- _Work item_
Which lines in the records below include the word "bottom"? Report each of them in full.

- _Recorded data_
PR #1520, opened 2020-09-11
Re-export common field types from the pantherlog module

alxarch:
## Background

I forgot to add this PR a while back and docs were not up-to date with the code base. Thankfully someone noticed it on Slack.

Re-export field types from the pantherlog package so event types only need to import a single package.
This makes explaining the process of adding support for a new log type much easier.
It also allows us to change implementations of a field type in the future without modifying parser code

## Changes

- Re-export types for common fields from the pantherlog using type aliases

## Testing

- mage test:ci

### DIFF
--- a/internal/log_analysis/log_processor/pantherlog/pantherlog.go
+++ b/internal/log_analysis/log_processor/pantherlog/pantherlog.go
@@ -1,12 +1,21 @@
 package pantherlog
 
 /**
+ * Panther is a Cloud-Native SIEM for the Modern Security Team.
  * Copyright (C) 2020 Panther Labs Inc
  *
- * Panther Enterprise is licensed under the terms of a commercial license available from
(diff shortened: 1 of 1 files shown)


internal/log_analysis/log_processor/pantherlog/pantherlog.go
```diff
@@ -0,0 +1,36 @@
+package pantherlog
+
+/**
+ * Copyright (C) 2020 Panther Labs Inc
+ *
+ * Panther Enterprise is licensed under the terms of a commercial license available from
+ * Panther Labs Inc ("Panther Commercial License") by contacting contact@runpanther.com.
+ * All use, distribution, and/or modification of this software, whether commercial or non-commercial,
+ * falls under the Panther Commercial License to the extent it is permitted.
+ */
```
kostaspap, line 10: Updated licence

kostaspap (approved):

PR #1522, opened 2020-09-11
AWS Error checker utility 

kostaspap:
## Background

Backporting a small function to help check for AWS error codes. 

## Changes

- Backported from Enterprise

## Testing

- `mage test:ci`

### DIFF
--- a/pkg/awsutils/awsutils.go
+++ b/pkg/awsutils/awsutils.go
@@ -18,15 +18,6 @@ package awsutils
  * along with this program.  If not, see <https://www.gnu.org/licenses/>.
  */
 
-/**
- * Copyright (C) 2020 Panther Labs Inc
- *
- * Panther Enterprise is licensed under the terms of a commercial license available from
- * Panther Labs Inc ("Panther Commercial License") by contacting contact@runpanther.com.
- * All use, distribution, and/or modification of this software, whether commercial or non-commercial,
- * falls under the Panther Commercial License to the extent it is permitted.
- */
-
 import "github.com/aws/aws-sdk-go/aws/awserr"
 
 // Method returns true if the provided error is an AWS error with any
--- a/pkg/awsutils/awsutils.go
+++ b/pkg/awsutils/awsutils.go
@@ -1,6 +1,24 @@
 package awsutils
 
 /**
+ * Panther is a Cloud-Native SIEM for the Modern Security Team.
+ * Copyright (C) 2020 Panther Labs Inc
+ *
+ * This program is free software: you can redistribute it and/or modify
+ * it under the terms of the GNU Affero General Public License as
+ * published by the Free Software Foundation, either version 3 of the
+ * License, or (at your option) any later version.
+ *
+ * This program is distributed in the hope that it will be useful,
+ * but WITHOUT ANY WARRANTY; without even the implied warranty of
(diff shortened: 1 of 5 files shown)


tools/mage/clients/aws.go
```diff
@@ -80,7 +80,7 @@ func getSession() *session.Session {
 	// Load and cache credentials now so we can report a meaningful error
 	creds, err := awsSession.Config.Credentials.Get()
 	if err != nil {
-		if awsErr, ok := err.(awserr.Error); ok && awsErr.Code() == "NoCredentialProviders" {
+		if awsutils.IsAnyError(err, "NoCredentialProviders") {
```
kostaspap, line 83: There are more places in the code were we make such checks. Updated some to demonstrate how this function can be used.

giorgosp (approved):

pkg/awsutils/awsutils.go
```diff
@@ -0,0 +1,36 @@
...
+ * You should have received a copy of the GNU Affero General Public License
+ * along with this program.  If not, see <https://www.gnu.org/licenses/>.
+ */
+
+import "github.com/aws/aws-sdk-go/aws/awserr"
+
+// Method returns true if the provided error is an AWS error with any
+// of the given codes.
+func IsAnyError(err error, codes ...string) bool {
+	awserror, ok := err.(awserr.Error)
```
austinbyers, line 26: Careful: this will *not* work if the error is wrapped with the `errors` package. This led to some serious bugs: #1517 

To be safe, use `errors.As` instead of checking the type explicitly:

```go
    var awserror
    if errors.As(err, &awserror) {
```

This function will work whether the error is wrapped or not, or if it's nil. So it's safer overall

austinbyers (changes requested):

pkg/awsutils/awsutils.go
austinbyers: I know it adds a dependency to this library that isn't technically needed, but we use the `errors` package throughout most of our code - I don't want a helper library that will silently fail for a large class of our own errors

rleighton (approved):

pkg/awsutils/awsutils.go
rleighton: Good suggestion.

kostaspap: I was thinking it might make sense to have two methods : `IsAnyError` and `ContainsAnyError`. The first checks if the `error` provided matches any of the provided codes. The second checks if any of the errors in the chain match the provided codes. I was thinking there might be a case where we want to distinguish between the two scenarios. 
Do you think it makes sense? Or will we end up using the `Contains` all the time? 
I made a comment about this [here](https://github.com/panther-labs/panther/pull/1517#discussion_r486823329)

austinbyers: Most of the time, we're checking for a single AWS error code. But sometimes that's not sufficient and we have to instead check the error message. Very rarely, we check for more than one error code. Personally I think the helper function is overkill for this, but doesn't really matter to me either way. I was just want to make sure this:

```go
if awsErr, ok := err.(awserr.Error)
```

doesn't appear anywhere in the codebase, since it will not work with the `errors` package

austinbyers (approved):
Looks good after fixing the type check

kostaspap:
> Looks good after fixing the type check

Updated check.

PR #1523, opened 2020-09-11
Alert Delivery Status [1/3]: Add tabs in Alert Details Page

3nvi:
## Background

This PR is the [1/3] of PRs that will allow delivery failures to be displayed in the UI. The purpose of this is to limit the change footprint and to allow easier reviews.

This PR specifically modifies the UI of the alert details page, by adding a tabbing functionality to it

## Changes

- Split the subcomponents of the alert page in multiple ones
- Split details & events  into 2 separate  tabs
- Fix UI of tabber to align better with the UI

## Screenshots

Screen Shot 2020-09-11 at 2 57 44 PM
Screen Shot 2020-09-11 at 2 57 59 PM

## Designs

https://app.abstract.com/projects/558a8de6-7134-4c8b-91c5-62074bb1279b/branches/39dcb3e2-1e72-49b2-afab-3a59c8459f66/files/c2bbc1a8-4778-4cd6-93a5-4630d8868201/pages/046BD146-3306-45D4-BBF8-1E6FC92C272D

## Testing

- In this  PR we tested that tabbing works correctly  (including lazy loading) and shows the correct data


web/src/pages/AlertDetails/AlertDetails.test.tsx
```diff
@@ -0,0 +1,93 @@
...
+    </Route>,
+    {
+      mocks,
+      initialRoute: `${urls.logAnalysis.alerts.details(alert.alertId)}?section=details`,
+    }
+  );
+
+  // expect to see all the data, but not to see the "Triggered events
+  expect(await findByText('Rule')).toBeInTheDocument();
+  expect(getByText('Rule').closest('[hidden]')).not.toBeInTheDocument();
```
vorillaz, line 65: Using closest is not the best selector, re-assuring that something is in the right place.

web/src/pages/AlertDetails/AlertDetails.test.tsx
```diff
@@ -0,0 +1,93 @@
...
+  expect(getByText('Rule Threshold')).toBeInTheDocument();
+  expect(getByText('Deduplication Period')).toBeInTheDocument();
+  expect(getByText('Deduplication String')).toBeInTheDocument();
+  expect(queryByText('Triggered Events')).not.toBeInTheDocument();
+
+  // unmount everything
+  unmount();
+
+  // remount with the events section
+  const { findByText: _findByText, getByText: _getByText } = render(
```
vorillaz, line 75: I should be considering splitting these two into 2 separate test scenarios.

web/src/pages/AlertDetails/AlertDetails.tsx
```diff
@@ -105,16 +124,49 @@ const AlertDetailsPage = () => {
...
+        <AlertDetailsBanner alert={alertData.alert} rule={ruleData?.rule} />
+        <Card position="relative">
+          <Tabs
+            index={sectionToTabIndex[urlParams.section] || 0}
+            onChange={index => updateUrlParams({ section: tabIndexToSection[index] })}
+          >
+            <Box px={2}>
+              <TabList>
+                <Tab>
+                  {({ isSelected, isFocused }) => (
```
vorillaz, line 137: Lot's of duplication here, how about splitting this one into a new component?

web/src/pages/AlertDetails/AlertDetailsEvents/AlertDetailsEvents.tsx
```diff
@@ -42,18 +42,33 @@ const AlertDetailsEvents: React.FC<AlertDetailsEventsProps> = ({ alert, fetchMor
...
 
   return (
-    <Panel
-      title="Events"
-      actions={
+    <Flex direction="column" spacing={6}>
+      <Flex justify="space-between" align="center">
+        <Flex align="center" spacing={2}>
+          <Heading size="x-small">
+            <b>{alert.eventsMatched}</b> Triggered Event{alert.eventsMatched > 1 ? 's' : ''}
```
vorillaz, line 49: Yikes! A naive pluralization function can be cleaner and reusable 
Refs:
https://github.com/plexis-js/plexis/tree/master/packages/toPlural

web/src/pages/AlertDetails/AlertDetailsEvents/AlertDetailsEvents.tsx
```diff
@@ -42,18 +42,33 @@ const AlertDetailsEvents: React.FC<AlertDetailsEventsProps> = ({ alert, fetchMor
...
           totalPages={alert.eventsMatched}
           onPageChange={setEventDisplayIndex}
         />
-      }
-    >
-      <JsonViewer data={JSON.parse(JSON.parse(alert.events[eventDisplayIndex - 1]))} />
-    </Panel>
+      </Flex>
+      <Card variant="dark" p={6}>
+        <JsonViewer data={JSON.parse(JSON.parse(alert.events[eventDisplayIndex - 1]))} />
```
vorillaz, line 69: Ditto 👭

web/src/pages/AlertDetails/AlertDetails.test.tsx
3nvi: how can you verify that something is not hidden? I want  to check that nothing above  it is "hidden", so I use this selector as a means of verifying that something is 100% visible 😞 

Do you have an alternative?

web/src/pages/AlertDetails/AlertDetailsEvents/AlertDetailsEvents.tsx
3nvi: Sure, gonna copy it though to add Typings (since the package is small enough, but doesn't have typings)

web/src/pages/AlertDetails/AlertDetails.tsx
3nvi: I'm leaving it intentionally like that, since `Tabs, TabList, Tab, TabPanels & TabPanel` are all pounce components.

I figured it's easier  to reason about even with this minor duplication, rather than using `Tabs, TabList, **CustomTabComponent**, TapPanels & TabPanel` 

Do you feel it there are more benefits if I interfered in the chain with a custom component ?

web/src/pages/AlertDetails/AlertDetails.test.tsx
3nvi: yeah was debating on that. Will do

web/src/pages/AlertDetails/AlertDetailsEvents/AlertDetailsEvents.tsx
3nvi: will abstracting, but since this is related to a single use-case, I won't be adding it to utils

web/src/pages/AlertDetails/AlertDetails.tsx
vorillaz: Not at all, just in case we want to make a change the total footprint of the changes gets multiplied.

web/src/pages/AlertDetails/AlertDetailsEvents/AlertDetailsEvents.tsx
vorillaz: Yeap, that should work I guess. We can create something like tiny utils for string manipulation.

web/src/pages/AlertDetails/AlertDetails.test.tsx
vorillaz: How about using a more robust selector (aria, test id or so) and `toBeInTheDocument` assertion or even the [`toBeVisible`](https://github.com/testing-library/jest-dom#tobevisible)

web/src/pages/AlertDetails/AlertDetails.tsx
3nvi: sure. Just because this is  not present only here but in a couple of other places, would creating a  separate PR after this is merged suffice?

I'm proposing that since the changes of the current PR would increase from it and the  scope of the  PR would change as well.

P.S. I won't forget it, it's in my TODO list 😄

web/src/pages/AlertDetails/AlertDetails.test.tsx
3nvi: Done 😄

web/src/pages/AlertDetails/AlertDetailsEvents/AlertDetailsEvents.tsx
3nvi: Due to the smart  way it was implemented, we needed TS interface overloads for this to work. Take  a look at the changes in the utils file 😄

vorillaz (approved):
Pre approving this one and we can jump into moving the tabs logic into composable blocks 📦

PR #1527, opened 2020-09-11
Pull v1.8 release bugfixes back to master

austinbyers:
## Background

Pulling the `v1.8.0-beta` bugfixes back to master. This is a standard `git pull origin release`, and we will do this as a merge (not a squash) to keep the commit history aligned.

This is not really an "enterprise backport", but that label should stop panther-bot from trying to sync these changes directly to enterprise.

Again, I plan to re-evaluate our branch management and hopefully figure out a better way to do this in the future.


nhakmiller (approved):

austinbyers:
Doing this merge also means that the master tags are back to what you would expect: `git describe --tags` on `master` now shows `v1.8.0-beta-16-g74b8f7c4`

austinbyers:
@3nvi panther-bot [tried to sync this change](https://github.com/panther-labs/panther/runs/1103320413) even though it had the label it's supposed to ignore. It's skipping that step:

Screen Shot 2020-09-11 at 12 23 23 PM

PR #1751, opened 2020-10-15
Fix gluesync and gluerecover prefix match

alxarch:
## Background

Prefix matching was not working properly in `gluesync` and `gluerecover`. While the documentation stated that filtering was using regular expressions, the expression uses `glob` pattern syntax. Also adds a `-skip-version-check` flag to both commands to help developers override version checks.

## Changes

- Fix pattern matching for table names in `gluesync`, `gluerecover`
- Adds `-skip-version-check` flag to both commands to help developers override version checks.

## Testing

- run command in dry-run mode


cmd/opstools/gluesync/gluesync/main.go
```diff
@@ -39,24 +39,26 @@ var (
...
-		NumWorkers:     flag.Int("workers", 8, "Number of parallel workers for each table"),
-		Prefix:         flag.String("prefix", "", "A prefix to filter log type names"),
+		DryRun:           flag.Bool("dry-run", false, "Scan for partitions to sync without applying any modifications"),
+		Debug:            flag.Bool("debug", false, "Enable additional logging"),
+		Region:           flag.String("region", "", "Set the AWS region to run on"),
+		MaxRetries:       flag.Int("max-retries", 12, "Max retries for AWS requests"),
+		MaxConnections:   flag.Int("max-connections", 100, "Max number of connections to AWS"),
+		NumWorkers:       flag.Int("workers", 8, "Number of parallel workers for each table"),
+		Prefix:           flag.String("prefix", "", "A prefix to filter log type names"),
+		SkipVersionCheck: flag.Bool("skip-version-check", false, "Skip panther version check"),
```
kostaspap, line 61: I'm not sure this is what we want. What we want is to make sure that the version check works properly always, not skip it.

rleighton: There is no reason I can think of to add a skip version check. Dev's can always build to the version they have deployed.

rleighton:
The issue with Earnin, @kostaspap found was due to the data catalog updater being on an older version than the customer resource. Can you add a dependency here https://github.com/panther-labs/panther/blob/master/deployments/log_analysis.yml#L134 on the data catalog updater pls

cmd/opstools/gluesync/gluesync/main.go
alxarch: When I deploy panther to test e2e, I want to be able to run the tool from my current working tree without having to:
- build for 5 os/arch combinations each time
- having to revert my local changes to the ones currently deployed so the version match
- I frequently deploy 'custom' versions from the ECS instance with ad-hoc branches merged just for the deploy.
- this gets even worse when having 2-3 deployments you want to test this against

That being said since I am the only one who finds the version check annoying, I can just comment it out and use `go run` when it gets in my way.

kostaspap:
> PR looks good.
> We need to address @rleighton comment as well. Not sure if this will be done as part of this PR or can be done in separate.

I'll make a separate PR for @rleighton issue

PR #1758, opened 2020-10-15
Backport required changes for implementing custom logs.

alxarch:
## Background

The custom logs feature was directly merged onto the enterprise release branch for 1.10.
It included a number of changes that need to be backported to OSS.

## Changes

- Adds `logtypes.Resolver` interface for resolving `logtype.Entry` at runtime
- Refactor log processor to use `logtypes.Resolver`
- Decouple S3 destination from `registry` module
- Update data catalog updater to create tables based on resolved log types
- Update custom resource handler to use the updated code when creating Athena views
- Fix validation for null types
- Fix problems with apigen/lambdamux

## Testing

- mage test
- e2e testing (pending)


kostaspap (approved):
Hard to say if these are all the changes that we need to add. 
The changes look good though.

PR #1764, opened 2020-10-15
Aggelos fix overview tables

3nvi:
## Background

In Cloud Security overview page, some data cause the tables to overflow. This PR makes sure to force words to wrap( since we have stuff like ARNs which is a **single big word** that can easily overflow) whenever they exceed the available width

## Changes

- Add `word-break: break-all` to links that have large texts

## Testing

- Visually


alexmylonas (approved):
LGTM!

PR #1766, opened 2020-10-15
General settings redesign

vorillaz:
## Description

Align redesign for General Settings. Also, fixed a bug with a misaligned spacing.

### Visual Bug:
Screenshot 2020-10-15 at 7 52 10 PM

### Screenshots:
Screenshot 2020-10-15 at 7 46 41 PM

### Designs:
https://app.abstract.com/projects/558a8de6-7134-4c8b-91c5-62074bb1279b/branches/39dcb3e2-1e72-49b2-afab-3a59c8459f66/commits/fc0e3669ae46aad9ff03e270ad13f07d58e1b9b9/files/8cc3cb34-8b80-405f-97ad-3adafc365a4f/layers/5A875BE7-2743-49D5-AB60-BCC80722F71D

### Checklist:


web/src/components/Layout/Layout.tsx
```diff
@@ -25,11 +25,13 @@ const Layout: React.FC = ({ children }) => {
...
-      <Box as="main" minHeight={1} flex="1 0 auto" bg="navyblue-600" zIndex={0}>
-        <Box width={1214} mx="auto">
+      <Box as="main" minHeight={1} flex="1 0 auto" bg="navyblue-600" zIndex={0} position="relative">
+        <Flex width={1214} mx="auto" minHeight="100%" direction="column">
           <Header />
           {children}
-        </Box>
+        </Flex>
+        {/* Sticky footer used from some components */}
+        <Box id="footer" position="absolute" width="100%" bottom={0}></Box>
```
3nvi, line 34: if it's sticky, shouldn't it be `position: fixed`?

This would also save you the trouble of adding the `Flex` component above, as well as the `position="relative"` prop

web/src/components/Footer/Footer.tsx
```diff
@@ -0,0 +1,34 @@
...
+ */
+
+import React from 'react';
+import ReactDOM from 'react-dom';
+import { Box, Flex } from 'pouncejs';
+
+const Footer: React.FC = ({ children }) => {
+  return ReactDOM.createPortal(
+    <Box bg="navyblue-500">
+      <Flex width={1214} mx="auto" minHeight="100%" direction="column" py={6}>
```
3nvi, line 26: why don't we remove the `Box` and add the `bg` to the `<Flex>` component?

web/src/components/Layout/Layout.tsx
3nvi, line 34:
```suggestion
        <Box as="footer" id="footer" position="absolute" width="100%" bottom={0}></Box>
```

web/src/pages/GeneralSettings/GeneralSettings.tsx
```diff
@@ -71,66 +73,77 @@ const GeneralSettingsPage: React.FC = () => {
...
                 variant="outline"
               >
                 Change
               </LinkButton>
-            </Flex>
+            </Box>
             <Box as="section">
               <Box color="navyblue-100" fontSize="small" mb={1}>
-                Version
+                AWS Account ID
```
3nvi, line 127: optional: should we add some minor accessibility here?

- `aria-*` attributes to relate labels with values
- Perhaps a better tag on the labels? Like `h4`? We could even use `dd, dt, dl`

web/src/components/Footer/Footer.tsx
3nvi: optional: I think we could omit the hardcoded `1214` since we can just "center" the content with `justify="center"` and be done with it

3nvi (commented):
Nice work @vorillaz 

Can we add a few tests for it? A single snapshot test + another that validates tthat the info is there would do just fine :)

Lastly, I'm not 100% sure about the button placement on the "change". I would perhaps put it underneath the logo, but perhaps @dimitriszoitas can help us a bit more with this

Also I feel tthat the `<Box id="footer">` should also be part of the  `__tests__/render` function

web/src/components/Layout/Layout.tsx
vorillaz: Nope, `fixed` would not respect the `z-index` values. Furthermore, we should "stick" the footer to the bottom of the page and restrict the view inside the view content of the page.

web/src/components/Footer/Footer.tsx
vorillaz: @3nvi The option for 1214 width comes from this part 
https://github.com/panther-labs/panther/blob/a2b0701e07c1bce6cde612b4fdcb72d7469c2ff2/web/src/components/Layout/Layout.tsx#L29-L31

I originally thought of centering the content but according to the mockups the content is expanded to the width of the container 😒

web/src/components/Layout/Layout.tsx
vorillaz: Thanks for this one, fixed.

web/src/pages/GeneralSettings/GeneralSettings.tsx
vorillaz: You are right, fixed.

web/src/pages/GeneralSettings/GeneralSettings.tsx
```diff
@@ -71,66 +73,85 @@ const GeneralSettingsPage: React.FC = () => {
...
+            </Box>
+            <Box as="section">
               <LinkButton
                 external
+                size="medium"
                 to="https://runpanther.io/pricing/"
                 variantColor="navyblue"
                 variant="outline"
               >
                 Change
```
3nvi, line 124: @dimitriszoitas mentioned we should change it
```suggestion
                Get Enterprise
```

3nvi: Can we also entertain the idea of putting it under the label? If it doesn't fit like that, perhaps with a `size="small"`?

3nvi (approved):
Just a couple of comments regarding the tests & the button.

I  don't feel strongly about the button, but I  kind of not like it where it is. Given the fact this is not laid out in the acceptance criteria, I can pre-approve this PR.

- _Answer space_
+        <Box id="footer" position="absolute" width="100%" bottom={0}></Box>
        <Box as="footer" id="footer" position="absolute" width="100%" bottom={0}></Box>
vorillaz: Nope, `fixed` would not respect the `z-index` values. Furthermore, we should "stick" the footer to the bottom of the page and restrict the view inside the view content of the page.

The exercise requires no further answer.